* Exercise objective *
Repeat the entries exactly, keeping every line as it is.

Collected data entries:
============================================================

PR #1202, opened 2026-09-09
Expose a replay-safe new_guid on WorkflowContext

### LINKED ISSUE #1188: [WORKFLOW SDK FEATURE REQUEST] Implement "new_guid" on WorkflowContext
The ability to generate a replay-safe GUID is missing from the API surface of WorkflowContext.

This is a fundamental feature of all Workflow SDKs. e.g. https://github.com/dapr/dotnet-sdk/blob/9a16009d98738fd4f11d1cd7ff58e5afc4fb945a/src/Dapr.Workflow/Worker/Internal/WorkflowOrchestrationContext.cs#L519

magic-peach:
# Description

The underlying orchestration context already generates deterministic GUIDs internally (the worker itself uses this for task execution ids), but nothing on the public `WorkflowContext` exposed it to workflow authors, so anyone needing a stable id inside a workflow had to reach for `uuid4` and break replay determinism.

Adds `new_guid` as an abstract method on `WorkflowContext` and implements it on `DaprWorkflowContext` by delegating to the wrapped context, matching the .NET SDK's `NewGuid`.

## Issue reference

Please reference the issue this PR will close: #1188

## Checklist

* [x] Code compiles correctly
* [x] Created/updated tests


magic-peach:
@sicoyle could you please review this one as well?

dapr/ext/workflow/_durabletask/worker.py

============================================================

* Solution to this task *
PR #1202, opened 2026-09-09
Expose a replay-safe new_guid on WorkflowContext

### LINKED ISSUE #1188: [WORKFLOW SDK FEATURE REQUEST] Implement "new_guid" on WorkflowContext
The ability to generate a replay-safe GUID is missing from the API surface of WorkflowContext.

This is a fundamental feature of all Workflow SDKs. e.g. https://github.com/dapr/dotnet-sdk/blob/9a16009d98738fd4f11d1cd7ff58e5afc4fb945a/src/Dapr.Workflow/Worker/Internal/WorkflowOrchestrationContext.cs#L519

magic-peach:
# Description

The underlying orchestration context already generates deterministic GUIDs internally (the worker itself uses this for task execution ids), but nothing on the public `WorkflowContext` exposed it to workflow authors, so anyone needing a stable id inside a workflow had to reach for `uuid4` and break replay determinism.

Adds `new_guid` as an abstract method on `WorkflowContext` and implements it on `DaprWorkflowContext` by delegating to the wrapped context, matching the .NET SDK's `NewGuid`.

## Issue reference

Please reference the issue this PR will close: #1188

## Checklist

* [x] Code compiles correctly
* [x] Created/updated tests


magic-peach:
@sicoyle could you please review this one as well?

dapr/ext/workflow/_durabletask/worker.py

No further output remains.